Detaillierte Beschreibung
Während die Erfindung anhand einer Anzahl von Ausführungsformen dargestellt und erläutert wurde, werden Fachleute auf dem Gebiet anerkennen, dass verschiedene Änderungen in Form und Detail daran vorgenommen werden können, ohne vom Umfang der in den beigefügten Patentansprüchen definierten technischen Lehre abzuweichen.
Das in der Einleitung skizzierte Verfahren setzt voraus, dass neben der untersuchten Molekülklasse keine wesentlichen Signalanteile von anderen Molekülklassen im Spektrum vorliegen. Wenn diese Voraussetzung nicht erfüllt ist, treten im Kendrick-Diagramm neben der eigentlich relevanten Struktur weitere Strukturen auf, die sich mit ersterer auch überlagern können.

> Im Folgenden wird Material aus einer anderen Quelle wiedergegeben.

PR #2272, opened 2026-07-29
fix(transcoder): handle media property changes in filters correctly

getroot:
## Problem

When a Scheduled Channel switches between items with different media properties, the video filter logs `Changing video frame properties on the fly is not supported by all filters` at every transition because the buffer source is created without color space and range information.

There is also a race in the filter rebuild path. The rebuild flag is not tied to the frame that triggered it, so when a format boundary is crossed while older frames are still queued (for example, a channel joining playback right before an item boundary), the queued old-format frames are pushed into the rebuilt graph. The audio buffer source rejects them with an error that puts the filter into the ERROR state, and all audio input is dropped until the next format change rebuilds the filter again.

## Solution

The color matrix and range of decoded frames now flow into the input track and the buffer source arguments, and they are preserved across the GPU to host transfer, so the filter graph is always created with the same color tags as the frames it receives.

Input format changes (video resolution, pixel format, and color tags, audio sample rate/layout/format) are now detected per frame at the consumption position in the filter worker, so the filter is rebuilt exactly at the boundary frame regardless of queue depth. The pixel format is compared with the decoder-side format label, so hardware frames do not falsely mismatch the downloaded host format. The audio resampler also drops a mismatched frame instead of latching the ERROR state, matching the video rescaler behavior.

## Test

Preparation: a schedule channel with a transcoding output profile (video encode + AAC audio), whose program alternates two files, where the files differ in both color metadata and audio sample rate (for example, one bt709/tv 48kHz file and one 44.1kHz file without color metadata). The difference can be checked with `ffprobe -show_entries stream=color_space,color_range,sample_rate <file>`.

1. Play the stream and watch the server log across at least 10 item transitions.
   - Pass: video and audio play back normally across every transition, and the log shows no `Changing video frame properties on the fly is not supported by all filters` warning. This also holds when the two files have the same resolution and differ only in color metadata. Before this fix, the warning appeared at every transition between the two files.
2. Set the item durations short (2 to 3 seconds), restart the server about 10 times, and check the log and playback right after each startup.
   - Pass: no `Changing audio frame properties on the fly is not supported` error and no filtering error alert right after startup, and audio is audible from the beginning every time. This targets a startup timing issue that only occurs when playback joins the schedule just before an item boundary, so short items and repeated restarts are needed to hit it. Before this fix, when it occurred, audio stayed silent until the first item ended.

Unit tests covering the color conversion and the filter rebuild logic are included and run in CI.

### DIFF
--- a/src/base/info/media_track.cpp
+++ b/src/base/info/media_track.cpp
@@ -92,6 +92,8 @@ bool MediaTrack::Update(const MediaTrack &media_track)
 	_resolution_conf = media_track._resolution_conf;
 	_b_frames = media_track._b_frames.load();
 	_colorspace = media_track._colorspace.load();
+	_color_matrix = media_track._color_matrix.load();
+	_color_range = media_track._color_range.load();
 	_preset = media_track._preset;
 	_profile = media_track._profile;
 	_thread_count = media_track._thread_count.load();
--- a/src/base/info/media_track_test.cpp
+++ b/src/base/info/media_track_test.cpp
@@ -1,0 +1,29 @@
+//==============================================================================
+//
+//  OvenMediaEngine
+//
+//  Created by Jeheon Han
+//  Copyright (c) 2026 OvenMediaLabs. All rights reserved.
+//
+//==============================================================================
+#include <base/info/media_track.h>
+#include <gtest/gtest.h>
+
+TEST(MediaTrackUpdate, CopiesColorFields)
+{
+	MediaTrack source;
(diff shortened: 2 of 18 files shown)


Keukhan (approved):
It looks fine overall. But right now, it only fixed the warning log that was occurring in the filter. Later, it needs to improve this so it can specify Color Matrix and Color Range on the encoder, and have the filter convert the color to match the encoder's settings.

Thanks.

Diese Situation kann bereits bei von Proteinen und Peptiden gewonnenen MALDI Bildgebungs-Daten in Form von MALDI-Matrixsubstanz-Clusterionen auftreten (s. ), ist aber insbesondere auch bei Messungen gegeben, die auf andere Molekülklassen abzielen (s. ). Als Folge fällt das aus WO 2018/072862 A1 bekannte erste zirkuläre Moment µ nicht mit dem Häufungspunkt der Kendrick-Verschiebungen zusammen und erlaubt somit keine verlässliche Aussage über eine eventuell vorliegende Massenverschiebung.

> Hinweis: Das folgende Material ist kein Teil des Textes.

PR #2273, opened 2026-07-30
fix(build): retry dependency downloads instead of aborting on transient server errors

choigilhoon:
## Why

`cmake -P cmake/InstallPrerequisites.cmake` downloads every dependency with
`curl -sSLf <url> | tar -xz`. A single transient server error kills the whole
build — for example, GitHub briefly answering HTTP 500 for a release asset:

```
curl: (22) The requested URL returned error: 500

gzip: stdin: unexpected end of file
tar: Child returned status 1
tar: Error is not recoverable: exiting now
CMake Error at cmake/InstallPrerequisites.cmake:229 (message):
  [OME Prerequisites] FAILED: libpcre2
```

This aborted a release Docker build on both amd64 and arm64 at the same
minute; the same URL served HTTP 200 shortly after. Since curl is piped
straight into tar, `--retry` alone cannot fix it: a retry restarts the
transfer from the beginning while tar has already consumed the bytes of the
failed attempt, corrupting the stream.

## What

- Add an `ome_fetch` shell helper, injected into every script generated by
  `ome_run`: download the archive **to a file** with
  `curl -sSLf --retry 8`, then extract it with
  `tar -x --strip-components=1` and remove it.
- Replace all 18 `curl ... | tar ...` call sites with `ome_fetch <url>`.

Details:

- `--retry 8` with curl's default exponential backoff (1s, 2s, 4s, ...)
  rides out outages of up to ~4 minutes. curl only retries transient
  failures (HTTP 408/429/500/502/503/504 and timeouts) — genuine errors
  such as a 404 from a wrong version still fail immediately.
- tar auto-detects the compression when reading from a file, so the helper
  covers both the `.tar.gz` and the `.tar.bz2` (x264, jemalloc) archives.
- The success path is unchanged: retries only add time when a download
  actually fails.

## Test

1. Normal build: `cmake -P cmake/InstallPrerequisites.cmake` (or a full
   Docker image build).
   - Pass: every dependency downloads, extracts, and builds exactly as
     before.
2. Transient-failure simulation: point one `*_SOURCE_URL` at a local HTTP
   server that answers 500 for the first two requests and then serves the
   archive.
   - Pass: curl logs the two 500s, retries with backoff, and the build
     continues to completion instead of aborting.
3. Genuine-failure behavior: point a `*_SOURCE_URL` at a non-existent path
   (404).
   - Pass: the build fails immediately without retrying.

Both the retry path (gz and bz2) and archive-file cleanup were verified
locally with the simulation from step 2.

### DIFF
--- a/cmake/InstallPrerequisites.cmake
+++ b/cmake/InstallPrerequisites.cmake
@@ -206,10 +206,26 @@ message(STATUS "[OME Prerequisites] Prefix: ${PREFIX}")
 # ==============================================================================
 # Helper: run shell command and fail loudly
 # ==============================================================================
+# Download a source archive into the current directory and extract it there.
+# Retries make transient server errors (e.g. GitHub sporadically answering
+# HTTP 500) non-fatal instead of aborting a long build: 8 retries with
+# curl's default exponential backoff (1s, 2s, 4s, ...) ride out outages of
+# up to ~4 minutes, while genuine errors such as 404 still fail immediately.
+# The archive must be fetched to a file first: piping curl straight into tar
+# cannot be retried, because a retry restarts the transfer while tar has
+# already consumed the bytes of the failed attempt. tar auto-detects the
+# compression (gz/bz2) when reading from a file.
+set(_OME_FETCH "ome_fetch()
+{
+    curl -sSLf --retry 8 -o ome_source_archive \"$1\" &&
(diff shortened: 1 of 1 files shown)


Keukhan (approved):
lgtm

Im nachfolgenden wird eine Erweiterung des Verfahrens beschrieben, die auch dann anwendbar ist, wenn sich in den Spektren Signalanteile mehrerer Molekülklassen überlagern. Es werden verschiedene Varianten beschrieben, die sowohl eine absolute Kalibrierung einzelner Spektren als auch eine relative Korrektur eines Ensembles von Spektren ermöglichen.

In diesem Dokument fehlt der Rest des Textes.